L’ancien ministre libanais a commencé par prévenir qu’il espérait ne pas heurter les « sensibilités extrêmement virulentes en France sur les questions du Moyen Orient ». Que sa démarche était à la fois académique et ancrée dans les réalités, qu’il s’agissait d’interroger les systèmes de perception des faits. « Si Edward Saïd était toujours vivant, que dirait-il ? Lui qui a mis en évidence et dénoncé la caricature des Arabes et des musulmans faite par les Occidentaux, que dirait-il en voyant que les Arabes tendent maintenant à donner corps à cette caricature ? »

L’islam, rappelle-t-il, a connu des transformations très profondes à partir des années 1960 et surtout à partir de 1973. « C’est la revanche du désert sur la ville ». L’islam a pris naissance au désert, mais très vite, du temps même du Prophète, il s’est installé dans les villes et le désert est redevenu ce qu’il est, rien d’autre que le désert.

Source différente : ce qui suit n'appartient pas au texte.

PR #733, opened 2021-01-15
config: split config up

DerMolly:
### Component/Part
config

### Description
This PR splits the config up. This is necessary to correctly work with nestjs.

### Steps

- [x] Added implementation
- [x] Added / updated tests


InnayTool (approved):

InnayTool (approved):

src/media/media.service.spec.ts
```diff
@@ -39,7 +40,7 @@ describe('MediaService', () => {
       imports: [
         ConfigModule.forRoot({
           isGlobal: true,
-          load: [appConfigMock],
+          load: [appConfigMock, mediaConfigMock],
```
davidmehren, line 43: `appConfigMock` can be removed

test/public-api/media.e2e-spec.ts
```diff
@@ -31,7 +32,7 @@ describe('Notes', () => {
       imports: [
         ConfigModule.forRoot({
           isGlobal: true,
-          load: [appConfigMock],
+          load: [appConfigMock, mediaConfigMock],
```
davidmehren, line 35: `appConfigMock` can be removed

test/public-api/notes.e2e-spec.ts
```diff
@@ -27,7 +28,7 @@ describe('Notes', () => {
       imports: [
         ConfigModule.forRoot({
           isGlobal: true,
-          load: [appConfigMock],
+          load: [appConfigMock, mediaConfigMock],
```
davidmehren, line 31: `appConfigMock` can be removed

davidmehren (changes requested):
In addition to the bits I commented on, this PR exacerbates an existing problem:  
The error messages when the validation of the config fails are unhelpful. Previously, they didn't reference the name of the environment variable, but you had an idea how that could look like when the error complained about `database.username` not being present.

Now, the error will only say that `username` is missing, which is completely not helpful.
We need to improve the messages here ASAP.

davidmehren (approved):

PR #736, opened 2021-01-16
auth: adds token-auth to public api 

DerMolly:
### Component/Part
public api

### Description
This PR adds token-auth to the public api

### Steps

- [x] Added implementation
- [x] Added / updated tests


DerMolly:
Firstly this PR should be merged when #733 was merged.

Le pétrole a renversé cet état de fait. « Dans les années 1950, la péninsule arabique était un monde de pauvreté extrême et de tribalisme. Le pétrole a transformé l’ensemble du monde arabe. Souvent le wahhabisme est à peine mentionné dans cette histoire, mais cette transformation de l’islam s’est faite avec de grands alliés géo-politiques, les États-Unis et l’Europe. Dans ma jeunesse, seules les vieilles femmes étaient voilées, les femmes n’étaient pas voilées, l’islam n’était pas agissant dans la vie politique, énormément de livres de pensée critique sur l’islam étaient publiés sans déclencher de grandes controverses. Comment en est-on arrivé à un islam qui revendique une altérité exceptionnelle ? Cela par l’apparence physique, voile, barbe, vêtements, par les interdits alimentaires, par une religiosité extrême ? »

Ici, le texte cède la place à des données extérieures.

PR #738, opened 2021-01-17
Add token support

DerMolly:
### Component/Part
private api

### Description
This PR adds the private api and the token routes.

This can be merged after #733 was merged.

### Steps

- [x] Added implementation


src/api/private/tokens/tokens.controller.ts
```diff
@@ -0,0 +1,54 @@
...
+  @Get()
+  async getUserTokens(): Promise<AuthTokenDto[]> {
+    // ToDo: Get real userName
+    return (await this.usersService.getTokensByUsername('molly')).map((token) =>
+      this.usersService.toAuthTokenDto(token),
+    );
+  }
+
+  @Post()
+  async postToken(@Body() label: string): Promise<AuthTokenWithSecretDto> {
```
InnayTool, line 39: I think postToken is confusing because you don't post a token only a token request.
So it should be named postTokenRequest.

InnayTool (commented):
This PR adds some database fields, we have to update the db-schema.plantuml.

DerMolly:
> This PR adds some database fields, we have to update the db-schema.plantuml.

This PR is still a Draft 😉

InnayTool:
We should hash the auth token in database because it's working like a password.

InnayTool:
> > This PR adds some database fields, we have to update the db-schema.plantuml.
> 
> This PR is still a Draft wink
yes I only want to mention it because it can easiely be forgotten.

src/api/private/tokens/tokens.controller.ts
DerMolly: fixed

docs/content/dev/db-schema.plantuml
```diff
@@ -24,11 +24,13 @@ entity "User" {
   email : text
 }
 
-entity "AuthToken" as authToken{
+entity "AuthToken" {
   *id : number <<generated>>
   --
   *userId : uuid
   *accessToken : text
+  *identifier: test
```
InnayTool, line 32:
```suggestion
  *identifier: text
```

src/users/users.service.ts
```diff
@@ -26,8 +33,30 @@ export class UsersService {
...
+    const user = await this.getUserByUsername(userName);
+    let accessToken = '';
+    for (let i = 0; i < 100; i++) {
+      try {
+        const randomString = crypt.randomBytes(64).toString();
+        accessToken = await this.hashPassword(randomString);
+        await this.getUserByAuthToken(accessToken);
+      } catch (NotInDBError) {
+        const token = AuthToken.create(user, identifier, accessToken);
+        return this.authTokenRepository.save(token);
```
InnayTool, line 49: The random string has to be returned and send to the user which can be hashed if it is send back to the user. After that the server does not know the random string anymore only the hash of it.

InnayTool (changes requested):

src/users/users.service.ts
```diff
@@ -26,8 +33,30 @@ export class UsersService {
...
 
+  async createTokenForUser(
+    userName: string,
+    identifier: string,
+  ): Promise<AuthToken> {
+    const user = await this.getUserByUsername(userName);
+    let accessToken = '';
+    for (let i = 0; i < 100; i++) {
+      try {
+        const randomString = crypt.randomBytes(64).toString();
```
ErikMichelson, line 44: This will just convert random bytes to a string, including invalid character points and control characters. Even if the `hashPassword` method is resistent to this, we should keep in mind that an access token probably only should contain printable characters.

My suggestion is to use either the hexadecimal representation of these bytes or the base64 encoded version of these bytes.

For a comparison see my example snippet below:
image

src/users/users.service.ts
```diff
@@ -26,8 +33,30 @@ export class UsersService {
...
+        accessToken = await this.hashPassword(randomString);
+        await this.getUserByAuthToken(accessToken);
+      } catch (NotInDBError) {
+        const token = AuthToken.create(user, identifier, accessToken);
+        return this.authTokenRepository.save(token);
+      }
+    }
+    // This should never happen
+    throw new RandomnessError(
+      'You machine is not able to generate not-in-use tokens. This should never happen.',
```
ErikMichelson, line 54:
```suggestion
      'Your machine is not able to generate not-in-use tokens. This should never happen.',
```

src/users/users.service.ts
```diff
@@ -26,8 +33,30 @@ export class UsersService {
     return this.userRepository.save(user);
   }
 
+  async createTokenForUser(
+    userName: string,
+    identifier: string,
+  ): Promise<AuthToken> {
+    const user = await this.getUserByUsername(userName);
+    let accessToken = '';
+    for (let i = 0; i < 100; i++) {
```
ErikMichelson, line 42: Do you want to hard-code these 100 tries to find a token?

src/users/users.service.ts
```diff
@@ -53,6 +98,44 @@ export class UsersService {
...
 
+  async getTokensByUsername(userName: string): Promise<AuthToken[]> {
+    const user = await this.getUserByUsername(userName);
+    return user.authTokens;
+  }
+
+  async removeToken(userName: string, timestamp: number) {
+    const user = await this.getUserByUsername(userName);
+    const token = await this.authTokenRepository.findOne({
+      where: { createdAt: new Date(timestamp), user: user },
```
ErikMichelson, line 109: Could it be possible that a user generates two tokens with the same timestamp?

Maybe the identifier should be unique and the token will be deleted based on its identifier.

ErikMichelson (dismissed):

src/users/users.service.ts
DerMolly: Well to be frank I based that on your implementation in the frontend repo. I thought you had good reason to build it that way.

ErikMichelson: Okay, I built it without having any knowledge about the backend. Timestamps are okay IMO, if the backend ensures that they're unique.

docs/content/dev/db-schema.plantuml
DerMolly: done

src/users/users.service.ts
DerMolly: done

src/users/users.service.ts
DerMolly: done

src/users/users.service.ts
DerMolly: I thought what would be a good upper limit of tries. Maybe 10 would be better? I don't think this should configurable or anything.

src/users/users.service.ts
DerMolly: Maybe it would be best to just expose the id and use that for the deletion? What do you think @davidmehren?

src/users/users.service.ts
DerMolly: done

src/users/users.service.ts
ErikMichelson: Well, we've got a chance of 1/2^512 collisions. I think we can safely remove this loop.

InnayTool (approved):

src/users/users.service.ts
SISheogorath: Just in case this isn't done yet (didn't check the new code) please use base64url, not regular base64 as those /-characters can be beasts.

src/users/users.service.ts
```diff
@@ -44,6 +65,24 @@ export class UsersService {
     return user;
   }
 
+  async hashPassword(password: string): Promise<string> {
+    // hash the password with SHA-256
+    const hash = createHash('sha256');
+    hash.update(password);
+    return hash.digest('hex');
+  }
```
SISheogorath, line 73: Please don't hash passwords just with sha-256.

Please let a proper library handle password hashing including salting, stretching and time resistant hashing functions such as argon2.

src/users/auth-token.entity.ts
```diff
@@ -6,20 +6,40 @@
...
+  @CreateDateColumn()
+  createdAt: Date;
+
+  @Column({ unique: true })
   accessToken: string;
+
+  public static create(
+    user: User,
+    identifier: string,
+    accessToken: string,
```
SISheogorath, line 36: Good token implementations also provide a last-used field allowing better management of tokens. Another addition could be a TTL or expires-at field to ensure tokens don't survive by accident.

SISheogorath (changes requested):
A minor and a major remark that we should get sorted.

src/users/users.service.ts
InnayTool: It's no password in this way and salting is not needed for fully random byte strings because there can't be an effective rainbow table. The problem of using a hash function with salt is, that we don't know the user before we matched the key, so checking all keys would be needed.

SISheogorath: Then it shouldn't be called "hashPassword"? Also why not add a token identifier or use a JWT if you want to use the token itself as selector?

Maybe one needs to explain the concept of this to me, but for now, I'm not really seeing the goal of this token implementation.

InnayTool: Yes renaming would make it clearer and it has to be commented. I think it's as secure as password auth, but maybe it's worth it to use JWTs.

DerMolly: Initially the function was meant to be used for both passwords and tokens, but that changed in the mean time. A renaming will occur.

Regarding JWTs, maybe that would be an idea…

src/users/auth-token.entity.ts
DerMolly: I guess this would be rather easy to implement with JWTs.

davidmehren:
I feel using a JWT is a bit overcomplicated here.
Why not:
- generate some random bytes
- create a string using base64url -> the `secret`
- hash the string using bcrypt2 and save to the database
- hand the token to the user as `base64url(username).secret`

When we get a token from the user, we can then get the username and only check the database for tokens that correspond to the user.

The only downside of this approach is that check-time scales linearly with the amount of API tokens a user has, but we could just limit that to a reasonable number (20?).

ErikMichelson:
Inspired by @davidmehren's idea. What about having a key-secret pair?

I could imagine the following process:
 - generate two random strings using base64url
 - one of the strings will be inserted into the database directly as keyid, the other one will be hashed and inserted into the database as corresponding secret
 - the token consist of `KEYID.SECRET`

With that approach you won't have a linear scale on the process to find the user for a token.

DerMolly:
If we use the id of the token anyway (for deletion purposes), we could just use that instead of a new second random string.

SISheogorath:
Let's not invent an own session management. The OWASP has some quite clear guidelines: https://cheatsheetseries.owasp.org/cheatsheets/Session_Management_Cheat_Sheet.html

We should also see if there might be a library which just takes care of that, as it appears to be a quite common use case.

DerMolly:
> Let's not invent an own session management. The OWASP has some quite clear guidelines: [cheatsheetseries.owasp.org/cheatsheets/Session_Management_Cheat_Sheet.html](https://cheatsheetseries.owasp.org/cheatsheets/Session_Management_Cheat_Sheet.html)

Your linking to something talking about sessions, when we don't implement any sessions (in this PR). I'm a bit confused what we should take from that post?

DerMolly:
> If we use the id of the token anyway (for deletion purposes), we could just use that instead of a new second random string.

A point against this made by @InnayTool is that an incrementing id would tell every user exactly how many tokens were at one point issued on the instance. An information we may want to not disclose.

ErikMichelson:
To make it clear:
I had the following data-structure in my mind:

- id (autogenerated, may be counted up, is always non-public, needs to be unique)
- user-id (relation to users table)
- keyid (A, needs to be unique)
- secret (hash of B)

The token is made from `A.B`.
A and B are both each a base64url version of random bytes.

An API user authenticates via the `A.B` token. The database lookup for the user  of the token is O(1) as the keyid can be matched directly to the user.

This doesn't involve any session logic. It's just about the tokens for the API. A user has a list of their API keyids to delete them any time. After generation a user can not reclaim the secret as it's only stored hashed. 

In some terms this would be similar to GitHub's PATs.

InnayTool:
A decision to make is if a token built like `base64url(keyid) + "." + base64url(argon2(secret))` or `base64url(byteconcat(keyid, argon2(secret)))`

DerMolly:
I prefer the first one, since it's easier to split `A` and `B` and it's common practice to concat such things with `.`.

InnayTool:
An advantage of concatenating with a `.`is that a API key can recognised by the `keyid`.

SISheogorath:
> Your linking to something talking about sessions, when we don't implement any sessions (in this PR). I'm a bit confused what we should take from that post?

A token is, at the end of the day, the identifying bit for a session. Token management and Session management are, to a certain degree, identical as the goal of both is to allow a client to again certain privileges on a server and ensuring that this client is actually what it claims to be. That's one of the reasons the document talks about sessions and tokens almost all the time.

But honestly speaking, after re-reading the entire thread and also the code, I wonder what's the actual purpose of the PR? Like what are the tokens actually used for? Should they allow a user to run `curl` queries against the API and therefore be more long term? Or should they be used for the frontend, means they should be more short lived?

InnayTool:
You can use it for curl but the intention is that you can write a bot, script or other program which manipulates, creates or reads notes and you don't have to store your username and password on disk if you want to use it non-interactively, so I think more long term.

The frontend should be authenticated by username and password and than the cookie for the session.

SISheogorath:
I mean, this token is also just a username + password in disguise, but I get the idea.

But then we are literally talking about the main purpose of JWTs. Just that JWTs are thought out and don't require a lot of custom logic and build own cryptography, which we've already seen in the thread.

JWTs will also have other benefits and have good libraries in JS so no one has to think themselves, which is always good for this kind of problems.

ErikMichelson:
JWTs are designed for another purpose. They are useful when a client needs to check the integrity of a token payload without having other knowledge about the database.

For our purpose — authenticating users against the server — we don't really need a payload inside the token if the token (or part of it) is identifier enough, therefore it also doesn't need to be cryptographically signed.

Even the JS libraries that exist for JWTs probably won't help us implementing this. We would need to store token data in the database anyway to allow some kind of revocation for users. But if we store the tokens in plain-text in the database, a database leakage (sometimes people don't protect their backups enough for example) would allow others to use the JWTs for write-access.

All in all, the JWT-approach looks for me like a lot of overhead without resulting in major benefits.

DerMolly:
> Even the JS libraries that exist for JWTs probably won't help us implementing this.

I played around with the JWT Libs that are tightly integrated with nestjs (passport-jwt to precise) and as far as I can tell they won't help us implementing this.

SISheogorath:
> Even the JS libraries that exist for JWTs probably won't help us implementing this. We would need to store token data in the database anyway to allow some kind of revocation for users. But if we store the tokens in plain-text in the database, a database leakage (sometimes people don't protect their backups enough for example) would allow others to use the JWTs for write-access.

We don't need to store any JWT in the database. We would store a (plaintext) token id in the database, which is part of the JWT and therefore a database leakage wouldn't affect anything as long as the secret from the application configuration, that is used to sign the JWT isn't leaked as well.

src/api/private/tokens/tokens.controller.ts
```diff
@@ -0,0 +1,58 @@
...
+    @Body('label') label: string,
+    @Body('until') until: number,
+  ): Promise<AuthTokenWithSecretDto> {
+    // ToDo: Get real userName
+    const authToken = await this.authService.createTokenForUser(
+      'hardcoded',
+      label,
+      until,
+    );
+    return this.authService.toAuthTokenWithSecretDto(authToken);
```
InnayTool, line 49: can be removed if `createTokenForUser` returns `createTokenForUser`.

src/errors/errors.ts
```diff
@@ -15,3 +15,7 @@ export class ClientError extends Error {
 export class PermissionError extends Error {
   name = 'PermissionError';
 }
+
+export class TokenNotValid extends Error {
```
InnayTool, line 19:
```suggestion
export class TokenNotValidError extends Error {
```

InnayTool (approved):

InnayTool (changes requested):
the things specified above.

src/auth/auth-token.dto.ts
```diff
@@ -0,0 +1,18 @@
...
+export class AuthTokenDto {
+  @IsString()
+  label: string;
+  @IsNumber()
+  created: number;
+  @IsNumber()
+  validUntil: number | null;
+  @IsNumber()
+  lastUsed: number | null;
+}
```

« Boumedienne disait « nous n’allons pas nourrir nos peuples avec des versets du Coran », rappelle encore Georges Corm. Qui souligne le caractère sectaire qu’a pris la religion, et estime que c’est une supercherie de la part des extrémistes de s’appeler salafistes – car le salafisme réel est un mouvement spirituel de retour aux sources qui a sa noblesse. La théorie de la souveraineté de Dieu mise en avant par certains intellectuels musulmans [dont je n’ai pas retenu les noms], ces discours, ce martyrologe des Frères Musulmans (alors qu’on fait silence absolu sur les très nombreux communistes qui furent également emprisonnés en Égypte), cette internationale de combattants islamistes, usurpant le terme de djihad, qui se déplacent sur tous les terrains de conflit… « tout ça vend », « notamment aux médias ».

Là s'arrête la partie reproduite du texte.